In his emotional summation to the jury, Joel Aurnou told them, "Do not compromise [The death of Herman Tarnower] was a tragic accident Don't compromise! Search for the truth - we can take it!"

The jury took its duty seriously. They deliberated for eight full days.

Their verdict: "Guilty of murder in the second-degree."

On the day that she was to be sentenced, Jean Harris sat in the courtroom ashen faced, shrunken, and trembling. When the judge asked if she had any statement to make before he passed sentence, she replied that she did.

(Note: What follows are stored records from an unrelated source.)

PR #537, opened 2025-03-22
Testbench for Sail coverage

jordancarlin:
Initial version of a testbench for coverage collection using a log file instead of an RTL DUT. The testbench expects the log to be in a specific format. Python script to create this format is still a work in progress and will be part of a follow up PR (I have a very hacky version working for testing but it needs significant cleanup). A do file is also in the works for running this simulation along with another python script that will automate the process of running a set of elfs on Sail, converting the log files, and running the coverage simulation. I wanted to get some early feedback on the testbench structure before proceeding further with all of the supporting scripts.

Using the hacky scripts with this testbench, I was able to achieve near full coverage of the unprivileged coverpoints (and many privileged coverpoints).


jordancarlin:
Initial version of .do file added.

PR #538, opened 2025-03-24
SsstrictM and SsstrictS covergroups

coreyqh:


jordancarlin (commented):
Looks like this is testing branches and jumps right now, which are likely to cause problems. We want to test any illegal encodings within the branch/jump major opcode spaces but not legal jumps because they'll take us to a different part of the program.

Also, this PR should pull the coverpoints out of the existing Exceptions covergroups. Those versions might be a good reference as you flush this version out.

davidharrishmc:
I was thinking that SstrictM would just move over the existing coverpoints of ZicsrM_mcsr, ExcceptionsM_instr, and ExceptionsZc_instr.  Have I forgotten something?

davidharrishmc:
I don't remember them missing anything, but if you have any notes, it would be worth checking.

davidharrishmc:
Can you call out what changes were made besides copying the coverpoints to the new file?  The only one I noticed on a quick inspection is changing priv mode m to msu for the CSR tests.

Should we be clear about whether the instruction coverage is intended for machine or supervisor mode or both?   Should there be a SsstrictM and SsstrictS, or should this just run in supervisor mode?  Should the CSR tests only run in the privilege mode of the suite?

Do we need to remove the corresponding tests from ZicsrS and ZicsrU and from their testplans?

coreyqh:
Reworked to remove the mcsr covergroup from SsstrictS and to avoid repeated code using `include files for the instruction coverage.

PR #541, opened 2025-03-27
ZicsrF (100% Coverage)

C0d3ing:
Since ZicsrF is only testing 3 CSRs I did not create a header-generating function in the csrtests.py file. Please let me know what you prefer @davidharrishmc.  

ZicsrF_coverage.svh:

- Removed add from instrs
- Corrected funct3 values for csrr instructions
- changed walking ones bin to always be 32 bits. Since it seems like we are only testing single precision instructions here and the D extension is not guaranteed.
 
ZicsrF_coverage.svh:

- Initial assembly test
- Borrowed fp_instructions from ExceptionsF. Set a1 input as 0 to ensure frm is always legal.


davidharrishmc:
For walking ones, restore to the XLEN code you used to have.  We should test writing all bits. In the three walk routines, instead of having a shift by t0, load t5 with 1 initially, and shift it left one on each step until you terminate when t0 becomes 0 (the 1 shifts off the end).

466: “set” has ambiguous meaning.  One meaning is to make bits 1.  So it would be clearer to say either clear mstatus.FS or mstatus.FS=00.  The later choice works for all of the test cases, with the different FS values.

468: it would be nice to add comments like inf – inf sets invalid flag.  Same for each instruction that should set a flag

PR #544, opened 2025-03-31
Assembler to make illegal instructions easy to write coverage tests for

jacassidy:


jordancarlin:
I don't want to waste all of the work you've done on this, but take a look at the `.insn` directive that can go directly into an assembly file: https://sourceware.org/binutils/docs/as/RISC_002dV_002dFormats.html

Not sure if that is sufficient, but if it is then it would be better to avoid maintaining another tool.

jordancarlin:
@jacassidy Based on the conversation we had, I think this can be closed?

PR #548, opened 2025-04-01
Move include files to priv directory

coreyqh:
Reopened due to ECA issues faced yesterday.


coreyqh:
Also removed ucsr covergroup from ZicsrU

PR #550, opened 2025-04-06
Changed and new coverpoint templates according to new plan

georgiatai:
Some changes made according to the new testing plan and fixes:
- Deleted the coverpoints for comparing eqval
- Some typos fixed and changed all csrs to be sampled before rather than after
- Added more concrete templates (those that do not require python script), e.g. vlmul int values, and vstart of 0


jordancarlin:
@georgiatai It looks like all of these changes are included in #560 now. Can you confirm, and if so, close this PR?

PR #554, opened 2025-04-09
Exceptions zalrsc

C0d3ing:
fcov/coverage/RISCV_coverage_config.svh:

- Included in coverage

fcov/priv/ExceptionsZalrsc_coverage.svh:

- sc.x writes a non-zero value when it fails to store to a reserved address. It also fails when the address is misaligned or on an instruction access fault. Thus the original cross product `cp_store_address_misaligned: cross sc, adr_LSBs, rd_boolean;` was impossible to hit (can't have rd_boolean = 1 and misaligned instructions). This is also true for `cp_store_access_fault`. So I split the cover points into cases where the LSBs are legal offsets in RV32/64. Then I crossed it with the expected rd value.

tests/lockstep/priv/ExceptionsZalrsc.S:

- Initial assembly test


davidharrishmc:
ExceptionsZalrsc_coverage.svh
I updated the two sc coverpoints in the spreadsheet to cross with rd having an initial value > 1, to check that faulting sc should not change the value of rd.
I added two more coverpoints in the spreadsheet for simultaneous misaligned and access faults to check priority of the faults. Can you add these to the coverage.svh? We can implement them with an access to ACCESS_FAULT_ADDRESS+1.
ExceptionsZalrsc.S:  
16, 37: these headers should also mention the store coverpoints which are tested here too.
21-33: can you keep the loop counter in a0 and not use a2 and not need the mv a0, a2?
48: function name is outdated

C0d3ing:
ExceptionsZalrsc_coverage:
Testing that Ir address robustly matches the sc address doesn't seem easy. I could check current rs1 and prev rs1 to see if the values match but if a trap occurs then this wouldn't work (happens when loading from misaligned value). We could also just write the test so that the address matches and is easy to see by inspection.  I would need to comment on the cover group and test file about this.

I also added a check to see if the rd register is an expected value after the sc.x instruction. If the address offset is illegal then rd prev and current should not change. But when a legal offset is used then rd current should become 0. 

ExceptionsZalrsc.S:

- updated headers, function name, and loop counter register

C0d3ing:
ExceptionsZalrsc_coverage:

- Added `cp_load_misaligned_priority:               cross lr, illegal_address_misaligned;` to collect coverage on when lr.x tries to load from an address of (ACCESSFAULT + 1)

PR #557, opened 2025-04-10
Align coverpoint for I instructions

ahlyssa:
Screenshot 2025-04-10 at 3 54 57 PM

- edits to testgen to handle loaditypes and stypes correctly (removed unnecessary addi)

- all align coverpoints are at 100%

She rose unsteadily to her feet but when she spoke her voice quavered but never broke. "I wasn't to say that I did not murder Dr. Herman Tarnower," she began, "that I loved him very much and I never wished him ill, and I am innocent as I stand here. For you or for Mr. Bolen to arrange my life so that I will be in a cage for the rest of it, and that every time I walk outside I will have iron around my wrists" -- here she paused to hold up her hands together as if in handcuffs -- "is not justice; it is a travesty of justice. The people in that jury were told Mr. Bolen will prove to you beyond a reasonable doubt that Mrs. Harris intended to kill Dr. Tarnower. In their many statements, and a number of them decided to become public figures now, and they have written for the newspaper and they have been on television shows and they have been on radio shows in every single statement they have said, in essence, Mrs. Harris took the stand and didn't prove to us she was innocent, and therefore we find her guilty. In the 10,000 pages of testimony that have been taken here, there isn't a page, there isn't a paragraph and there isn't a sentence in which anyone suggests, in which the prosecution suggests, how I was guilty of intentionally hurting Dr. Tarnower. And certainly for [Mr. Bolen] to suggest that he cannot adequately articulate how people feel the loss, that is really gratuitous, because he certainly doesn't have to explain it to me. No one in the world feels that loss more than I do. I am not guilty, your Honor."

At the end of her impassioned statement, there was a brief burst of applause from some spectators and Judge Leggett gaveled for order.

Harris sat down. Judge Leggett had no choice but to sentence Jean Harris to spend from fifteen years to life in prison.

Jean Harris turned to her attorney and said, in a voice full of pain and despair, "I can't just sit in jail, Joel."